As shown in fig. 1, the electrostatic chuck includes a ceramic base, a ceramic dielectric layer, an electrostatic electrode, and a ceramic insulating layer. The ceramic dielectric layer is disposed on the ceramic substrate and is thinner than the ceramic substrate. In the present embodiment, the ceramic dielectric layer and the ceramic base material are a ceramic sintered body that is integrally sintered. The electrostatic electrode is embedded between the ceramic dielectric layer and the ceramic substrate. The ceramic insulating layer is disposed on the ceramic dielectric layer and is thinner than the ceramic dielectric layer. The volume resistivity and withstand voltage of the ceramic insulating layer are higher than those of the ceramic dielectric layer, and the dielectric constant of the ceramic dielectric layer is higher than that of the ceramic insulating layer.

The ceramic insulating layer may be a CVD film or a PVD film, but is preferably an AD film or a thermal spray film in terms of being able to relatively easily increase the film thickness. In particular, in the AD film, a glass phase having low insulation is not present in the grain boundaries between the raw material particles, and the volume resistivity and withstand voltage are increased as much as those of a film obtained by sintering the raw material particles. The AD film is a film formed by an AD method (including a plasma AD method). The AD method can form ceramic particles into a film by an impact curing phenomenon, and thus it is not necessary to sinter the ceramic particles at a high temperature.

The material of the ceramic dielectric layer is preferably barium titanate or lead zirconate titanate, and the material of the ceramic insulating layer is preferably alumina.

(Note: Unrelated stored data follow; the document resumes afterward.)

Issue #1763, opened 2026-09-11
R0: correctness prerequisites for the table-aware scan framework (#1760)


ran-yuan-rui:
Parent: #1760, child "Correctness prerequisites (R0)". No table-format adapter is enabled before this issue is done. It fixes two bugs that exist on `dev` today and documents one setting. The fixes are in PR #1811 (item 1) and PR #1764 (items 2 and 3). The reproducers below were run on the 2026-09-11 daily build (`dev` `addaa2b`) with DuckLake `d8a1881e`; scripts and logs are available on request.

### 1. Strings stored with `DICT_FSST` come back as NULL from the GPU

What happens, with no lakehouse involved: `ATTACH 'x.db' AS q (STORAGE_VERSION 'latest'); CREATE TABLE q.t AS SELECT i, 'v' || i AS s FROM range(100) r(i);`, exit so the shutdown checkpoint writes the segments, reopen, then `SELECT s FROM q.t;`. With `gpu_execution = true` every row is NULL and `min(s)` is an empty string. With `gpu_execution = false` the real values come back. `SELECT compression FROM pragma_storage_info('q.t') WHERE column_name = 's'` shows `DICT_FSST`. Segments stored as `Uncompressed` or `Dictionary` read correctly. Nothing throws; the result is simply wrong.

Why: a `DICT_FSST` segment stores its string lengths in a bit-packed block. DuckDB rounds the entry count of that block up to a multiple of 32 before placing the next block, the dictionary indices (`BitpackingPrimitives::GetRequiredSize`, `duckdb/src/storage/compression/dict_fsst/decompression.cpp` and `compression.cpp`). The Sirius decoder placed the indices block without that rounding (`src/cuda/scan/strings/dict_fsst.cu`, `prepare_dict_fsst` and the descriptor build). When the two sizes differ after 8-byte alignment, the decoder reads the indices from the wrong offset, which can interpret zero padding as the reserved NULL entry and return NULL. The synthetic segment generator of the existing decoder tests had the same mistake (`test/cpp/scan/strings_synth.hpp`), so the tests agreed with the decoder and no `DICT_FSST` segment written by DuckDB itself was decoded in those tests.

[...]

Issue #1760, opened 2026-09-11
Tracking issue: table-aware scan framework (Iceberg, DuckLake, Paimon, etc.)


ran-yuan-rui:
### Describe the problem to solve or your goal to achieve

Sirius runs a fixed list of scan functions on the GPU: DuckDB tables, `read_parquet`, and since #1425 `iceberg_scan`. Table formats such as Iceberg, DuckLake (#1721) and Paimon add what plain Parquet does not have: a snapshot, a schema version, delete files or deletion vectors, and sometimes rows stored in the format's own catalog instead of in data files. The format's DuckDB extension keeps that state in its bind data and its own transaction.

Iceberg was added by subclassing the Parquet reader and doing the metadata and delete work inside the planner hooks. Doing the same for DuckLake and Paimon would answer the same five questions three separate times:

- which snapshot the query reads;
- what to do with the SQL the extension runs on its own to find files;
- when a file or batch is ready for the GPU;
- what the GPU decoder can and cannot handle;
- what happens when something fails after execution has started.

The Iceberg implementation in #1425 is the starting point; its planner-time metadata work is not the shared execution model proposed here.

### Describe the solution you would like

One shared scan path that Iceberg, DuckLake and Paimon plug into. It is built on the pieces Sirius already has: `gpu_ingestible`, the metadata workers, the coalescer, the GPU scheduler, the cuDF Parquet decoder and the I/O context. This parent issue tracks the shared path and its dependencies; each format has its own child issue.

The rules below use one example: `SELECT count(*) FROM lake.sales WHERE day = DATE '2026-09-01'`. Here `lake` is a DuckLake catalog. Its data files are Parquet on S3, and its newest rows are still stored inside the DuckLake catalog database.

1. Remember which snapshot the query was bound to. When DuckDB binds `lake.sales`, the DuckLake extension picks a snapshot. Sirius records that snapshot, the bound schema and the transaction, and checks that the GPU plan reads the same tables and snapshots as DuckDB's original plan. Every later step reads the same snapshot: the GPU plan, the per-file checks, and a CPU fallback if one happens. Nothing re-resolves "latest" or re-parses the SQL halfway through.

[...]

PR #1764, opened 2026-09-13
feat(transparent): never intercept provider-internal SQL or hidden catalogs

ran-yuan-rui:
## Description

Exclude DuckLake metadata connections from GPU interception. Connections with a hidden default catalog and `catalog_error_max_schemas = 0` remain excluded for their lifetime. Statements reading or modifying hidden catalogs are excluded for the current planning attempt, including with optimizer hooks disabled and after a catalog detach or rename within a transaction. Add counters for provider-internal skips, hidden-catalog skips and classification failures.

Follow-up to the review: a connection carrying DuckLake's `ducklake_internal_connection` marker (duckdb/ducklake#1407) is classified as provider-internal before the settings fingerprint, which stays for connections without the marker; the three hooks now share one decision function, `should_use_duckdb`. Validated after that commit: `sirius_unittest` (3,242 cases) and `make s3-test` (92).

Document the existing SESSION default for `gpu_execution`: unqualified `SET` affects the current connection; `SET GLOBAL` affects connections in the same instance without a session value. Add the Boolean test option `sirius_test_inject_provenance_failure`, registered only under `SIRIUS_ENABLE_TEST_OPTIONS=1`.

Tests cover provider isolation, catalog detach and rename, and setting scope. Validated on this branch, based on `dev` `ef227c1a`: `sirius_unittest` (3,238 cases) and `make s3-test` (92).

The `DICT_FSST` decoding fixes that were part of this PR moved to #1811 at review request; the two PRs are independent.

## Checklist

## References

Refs #1763. Refs #1760.


mbrobbel (commented):
Hm, I'm not sure about this approach. Maybe we should suggest connection origin/owner metadata support upstream in DuckDB, so that we can query it to know if a connection is from an extension (and from what extension)?

If we go with the heuristic, I would suggest simplifying it to:

```cpp
decline_reason should_use_duckdb(
    ClientContext& context,
    StatementProperties const& properties) noexcept
  {
    if (has_ducklake_metadata_fingerprint(context)) {
      return decline_reason::provider_internal;
    }
    if (references_hidden_catalog(context, properties)) {
      return decline_reason::hidden_catalog;
    }
    return decline_reason::none;
  }
```

Which we call in the pre-, post-optimizer and final prepare hooks to skip the GPU execution.

But again, I really think we should try to upstream support for an explicit connection marker. What do you think?

ran-yuan-rui:
Agreed on the explicit marker, and DuckLake main already has one for the case this PR targets: the metadata connections created by `DuckLakeTransaction::GetConnection()` are marked with the `ducklake_internal_connection` key (duckdb/ducklake#1407), and DuckLake itself uses it to skip its eager snapshot fetch. Sirius can read it through DuckDB's existing connection-state API, with no DuckLake headers and no DuckDB change for this lookup. A common origin/owner API upstream would still help other extensions, and I would support proposing it. The DuckLake build this PR is qualified against (`d8a1881e`) predates the marker, which is why the PR reads the two settings.

I propose checking the marker first and retaining the heuristic for compatibility with the currently qualified build; the heuristic goes once the supported DuckLake versions provide verified marker coverage. The marker is set after the connection is constructed, so the first planning attempt stays the point where a connection is classified.

Yes to simplifying: I can restructure the hook calls around one decision function while retaining the runtime checks, the connection-lifetime marker and one decline count per planning attempt. The catalog check follows transaction-held references and verifies the catalog ID, so a detach or rename does not make it inspect a different database, and the plan walk stays for statements whose recorded properties are incomplete.

mbrobbel:
> Agreed on the explicit marker, and DuckLake main already has one for the case this PR targets: the metadata connections created by `DuckLakeTransaction::GetConnection()` are marked with the `ducklake_internal_connection` key ([duckdb/ducklake#1407](https://github.com/duckdb/ducklake/pull/1407)), and DuckLake itself uses it to skip its eager snapshot fetch. Sirius can read it through DuckDB's existing connection-state API, with no DuckLake headers and no DuckDB change for this lookup. A common origin/owner API upstream would still help other extensions, and I would support proposing it. The DuckLake build this PR is qualified against (`d8a1881e`) predates the marker, which is why the PR reads the two settings.
> 
> I propose checking the marker first and retaining the heuristic for compatibility with the currently qualified build; the heuristic goes once the supported DuckLake versions provide verified marker coverage. The marker is set after the connection is constructed, so the first planning attempt stays the point where a connection is classified.
> 
> Yes to simplifying: I can restructure the hook calls around one decision function while retaining the runtime checks, the connection-lifetime marker and one decline count per planning attempt. The catalog check follows transaction-held references and verifies the catalog ID, so a detach or rename does not make it inspect a different database, and the plan walk stays for statements whose recorded properties are incomplete.

Oh nice, I didn't know about `ducklake_internal_connection`.

However, this mostly renames the existing shared function. It still keeps the state, latching, and plan walk. Can we remove those and simplify this further, or am I missing why they're needed?

Can we bump ducklake to remove the fingerprint fallback?

ran-yuan-rui:
Thanks. DuckLake `main` has the marker from duckdb/ducklake#1407 on the metadata connections created by `DuckLakeTransaction::GetConnection()`. The DuckLake build distributed for our current DuckDB version does not include it.

I propose keeping the fingerprint fallback until Sirius moves to a release whose DuckLake has verified marker coverage for those connections, then removing the fallback and connection latch together. The latch preserves the classification when the default catalog or setting changes; the marker does not depend on either.

The per-attempt state preserves a decline across hooks and counts it once, even if optimization removes the scan. The plan walk checks for hidden base-table scans when recorded catalog properties are incomplete, and declines GPU interception if that inspection fails. I would simplify these in the same change, while preserving hidden-catalog checks for unmarked connections.

I'll update the branch for the header split on `dev` with the next push.

mbrobbel (approved):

In the electrostatic chuck according to the present embodiment described above, since the volume resistivity and withstand voltage of the ceramic insulating layer are higher than those of the ceramic dielectric layer, the insulating performance is maintained high by the ceramic insulating layer. On the other hand, since the dielectric constant of the ceramic dielectric layer is higher than that of the ceramic insulating layer, the electrostatic attraction force which becomes higher in proportion to the dielectric constant becomes higher by the ceramic dielectric layer.

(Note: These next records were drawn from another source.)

Issue #1746, opened 2026-09-10
feat: Improve Partitioning Logic For Group By


wmalpica:
### Describe the problem to solve or your goal to achieve

There are a couple problems with our partitioning strategy for Group BY:
1. If we are partitioning and we have N gpus, then we always partition into N GPUs. We should instead partition only to the number of GPUs that make sense. Since Group by's will typically reduce before we get the partitioning phase, then we should only really be having 1 partition (no partition operation actually happens), and all the data goes to 1 GPU. For a "DISTINCT" case, where we are using the group by operator to just get distinct rows, then we may not be reducing much. In this case then when we do have a large number of rows, we may need to partition, but the partitioning should not automatically go to the number of GPUs. It should be contained to what is necessary or efficient. In a concurrent query context, it should be straightforward to demonstrate that it is more efficient to only divide the work between the number of GPUs that match maximum throughput per GPU. For in a single query at a time, that may not be the case. Therefore we need to test this out to see if we always reduce the number of GPUs/partitions to "what is efficient".
2. Assuming we do #1 above. We should also think about the fact that the partitioning operation has a cost. We might want to test to see at what point does performing the partitioning balance against dividing the merge operations between multiple partitions/gpus.  For a single gpu scenario, we will likely have a stronger preference to avoiding doing the partitioning, compared to the multi GPU scenario. So we should revisit this logic with this in mind. The partition_small_table_bytes in natural_num_partitions seems like it wants to do some of this, but it does not do a good job. 
3. We want to estimate the amount of data that should be arriving to the partitioning operator and make a decision earlier, to make the barrier a softer barrier, and therefore reduce the latency that comes as a consequence of having a full pipeline breaker. 

### Describe the solution you would like

sirius_physical_grouped_aggregate_merge::get_partition_strategy needs to be updated. 
Need to put the bytes estimation logic from https://github.com/sirius-db/sirius/pull/1482 to work

### Sirius component

Operators

PR #1765, opened 2026-09-13
feat(partition): size group-by partitions from projected input

Jedi18:
## Summary
Uses the runtime size-estimation API introduced in #1482 to size grouped-aggregation partitions before their full input arrives.
A grouped aggregation runs as:
`HASH_GROUP_BY → PARTITION → MERGE_GROUP_BY`
Previously, `PARTITION` used a `FULL` input barrier because its partition count depends on total input size and must remain fixed. This change allows partitioning to overlap with upstream aggregation.

## Description
- Adds `enable_runtime_size_estimation`, disabled by default.
- Uses a `PARTIAL` barrier for eligible group-by partitions when enabled.
- Waits for the producer if no estimate is available, preserving existing behavior.
- Applies `size_estimate_safety_factor` to projected totals and floors estimates at bytes already received.
- Adds sizing-basis counters and estimated-versus-actual logging.
- Adds integration coverage for engagement, correctness, on/off equivalence, and excluded `DISTINCT` paths.
- Updates configuration and architecture documentation.
The feature remains off by default because tested TPC-H workloads showed no measurable wall-clock improvement, despite accurate projections.

## Checklist

## References
#1746
Note that this only addresses point 3 of the above issue. Point 1 and 2 should be done as a separate PR after some experimentation and benchmarking


src/sirius_context.cpp
```diff
@@ -1247,6 +1247,33 @@ void SiriusContext::record_compressed_materialization_scan_narrow_targets_retrac
     count, std::memory_order_relaxed);
 }
 
+SiriusContext::size_estimation_stats SiriusContext::get_size_estimation_stats() const noexcept
```
wmalpica, line 1250: We should not add all these functions into SiriusContext which are just for testing.  For that matter, we really should remove `record_compressed_materialization_scan_narrow_targets_retracted` and all of its siblings and replace them with something that does not litter the SiriusContext class. 

I am not quite sure what it is, but there has to be another way. 
Amin's upcoming PR https://github.com/sirius-db/sirius/pull/1776  
Introduces a way of capturing events, which we could leverage. BUT it is asynchronous. So if we use that, we may need a way to synchronize, like with a flush() or wait_to_drain(event_id)

src/sirius_config.cpp
```diff
@@ -310,6 +310,8 @@ static void from_yaml(const YAML::Node& node, operator_params& opt)
     throw std::runtime_error(
       "'operator_params.avg_variable_column_bytes': must be greater than zero");
   }
+  r.optional("enable_runtime_size_estimation", opt.enable_runtime_size_estimation);
+  r.optional("size_estimate_safety_factor", opt.size_estimate_safety_factor);
```
wmalpica, line 314: I dont think we should add `size_estimate_safety_factor`. Its just another configuration option to maintain, and i dont think its necessary.

wmalpica (changes requested):

src/sirius_context.cpp
Jedi18: I will wait for Amin's PR to go in then and try that approach

Jedi18: Adding synchronization might be quite involved, so I’ve removed the new counters and added operator tests to verify the sizing directly. The integration tests still cover correctness.

We can migrate the existing compressed-materialization counters in a separate cleanup once Amin’s event infrastructure is available.

src/sirius_config.cpp
Jedi18: Ok agreed, removed it and changed it to use the estimated total directly, floored at the bytes already received.

src/sirius_context.cpp
Jedi18: Here is the PR that uses the event system for compressed materialization tests like you suggested instead of adding functions to SiriusContext https://github.com/sirius-db/sirius/pull/1847

wmalpica (approved):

It should be noted that the present invention is not limited to the above-described embodiments, and can be implemented in various forms as long as the present invention falls within the technical scope of the present invention.

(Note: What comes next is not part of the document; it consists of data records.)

PR #1766, opened 2026-09-14
fix: dense count join memory estimation/usage

joosthooz:
## Description
At scale factor 3000 on a smaller machine, the new dense join operator (https://github.com/sirius-db/sirius/pull/1606) goes off the rails and tries to reserve 800GB of device memory (10x the size of the device). This PR changes the estimation to hopefully track actual usage a bit closer (please have a look if you think there are situations where the estimate is now too low!). And it adds a fallback path for when the new operator will not fit.

Adds config parameter dense_count_join_memory_fraction to set what part of the memory to use for the dense count join. Default 10%. The other parameter, setting an explicit byte count for the threshold, still exists but is now set to 0 (auto) to use the new fraction.

## Checklist

## References


src/planner/sirius_plan_aggregate.cpp
```diff
@@ -331,6 +334,35 @@ static std::optional<dense_count_join_detection> detect_dense_count_join(
...
+/// Histogram budget in bytes, resolving the auto (0) setting to a share of GPU tier
+/// capacity. An explicit non-zero setting wins; an unreadable space falls back to a constant.
+[[nodiscard]] std::uint64_t resolve_dense_count_budget(duckdb::SiriusContext& sirius_ctx,
+                                                       sirius::operator_params const& op_params)
+{
+  if (op_params.dense_count_join_max_bytes > 0) { return op_params.dense_count_join_max_bytes; }
+  auto const& manager    = sirius_ctx.get_memory_manager();
+  std::uint64_t capacity = 0;
+  for (auto const* space : manager.get_memory_spaces_for_tier(cucascade::memory::Tier::GPU)) {
+    if (space != nullptr) { capacity = std::max<std::uint64_t>(capacity, space->get_max_memory()); }
```
kevkrist, line 346: Why max here? Should this be min, in case one gpu has significantly less memory?

src/planner/sirius_plan_aggregate.cpp
```diff
@@ -378,7 +432,9 @@ sirius_physical_plan_generator::try_plan_dense_count_join(duckdb::LogicalAggrega
     detection->preserved_key_idx,
     detection->counted_key_idx,
     detection->counted_value_idx,
-    op_params.dense_count_join_max_bytes,
+    budget,
+    histogram_bytes,
```
kevkrist, line 436: Assuming `preserved_rows` is accurate, in the worst case, when there are 8 slots per preserved row (the *least* dense case), this will underestimate the histogram by 8x. Is it better to keep `max_admitted_histogram_bytes(_max_bins_bytes, stats.bytes)` as the histogram term in `no_history_peak_memory_estimate()`? The planner estimate will still decide whether to fuse at plan-time. Of course, this can also be 8x over-conservative, but I think conservatism is the right principle here.

kevkrist (changes requested):
Thanks for this. The original dense count join PR was admittedly rushed and there are bound to be some warts.

src/op/sirius_physical_dense_count_join.cpp
```diff
@@ -440,8 +457,20 @@ std::size_t sirius_physical_dense_count_join::no_history_peak_memory_estimate(
...
+  //
+  // An estimate above the tier is not the safe direction: it cannot be granted, so it yields
+  // a clamp and a partial reservation instead of a refusal.
+  constexpr std::size_t kSparseGroupFactor = 8;
+  auto const avg_batch_bytes =
+    stats.num_batches > 0 ? stats.bytes / stats.num_batches : stats.bytes;
+  auto sparse_peak = saturating_add(allocation_floor, avg_batch_bytes);
+  sparse_peak      = saturating_add(
+    sparse_peak,
+    saturating_mul(saturating_mul(kSparseGroupFactor, key_width + sizeof(int64_t)), output_rows));
```
kevkrist, line 473: output_rows only bounds the preserved-side groups and final output rows. In sparse mode, groups for every distinct *counted*-side key are first grouped, including keys absent from the preserved side. If there are many distinct unmatched counted-side keys, this term can be much smaller than the actual hash state. Not sure what a good solution is here. Is there a safe *counted*-side group bound we could use in sparse_peak? Perhaps its worth adding a regression test for this case?

src/planner/sirius_plan_aggregate.cpp
joosthooz: Yes, fixed!

src/planner/sirius_plan_aggregate.cpp
joosthooz: This is addressed in the planner, based on the data

src/op/sirius_physical_dense_count_join.cpp
joosthooz: Now passing on a value from the planner, and added a test for it

kevkrist (approved):

kevkrist:
A couple of things to address before merging:
- Documentation at docs/super-sirius/configuration.md should be updated to reflect the new parameters.
- The old integration tests in test_gpu_execution_dense_count_join.cpp have their meaning slightly altered by these changes. Before, the query shape alone determined whether DENSE_COUNT_JOIN triggered, and the runtime cardinalities determined whether DENSE or SPARSE mode was used, but now, even with the right shape, the plantime cardinality estimates can cause JOIN -> GROUP BY, and some of these tests now (I think) compare JOIN -> GROUP BY against itself. Can you double check that?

For example, in the above-described embodiment, the ceramic insulating layer may be provided so as to cover the entire surface of the ceramic dielectric layer and may have a plurality of projections for supporting the wafer (see fig. 2). In such a structure, for example, an AD film may be formed so as to cover the entire surface of the ceramic dielectric layer, the surface of the AD film may be finished to a mirror surface (for example, a surface having a surface roughness Ra of 0.1 μm or less), and then a plurality of projections may be formed on the mirror surface by an AD method (including a plasma AD method). In this way, the portion where the convex portion is not formed remains in a mirror surface state, and thus does not cause generation of particles in a semiconductor process.

In the above-described embodiment, the ceramic dielectric layer may have a plurality of projections for supporting the wafer, and the ceramic insulating layer may be provided only on the top surfaces of the projections (see fig. 3), but from the viewpoint of improving the withstand voltage, it is preferable to cover the entire surface of the ceramic dielectric layer, not only the projections of the ceramic dielectric layer.

In the above-described embodiment, at least one of the RF electrode and the heater electrode (resistance heating element) may be embedded in the ceramic substrate.

The present application takes japanese patent application No. 2019-121488, filed on 6/28/2019, as the basis of priority claims, the entire contents of which are incorporated by reference in the present specification.

Industrial applicability of the invention

The present invention can be used for film formation processes such as transfer, exposure, and CVD of semiconductor wafers, and for microfabrication such as cleaning, etching, and dicing.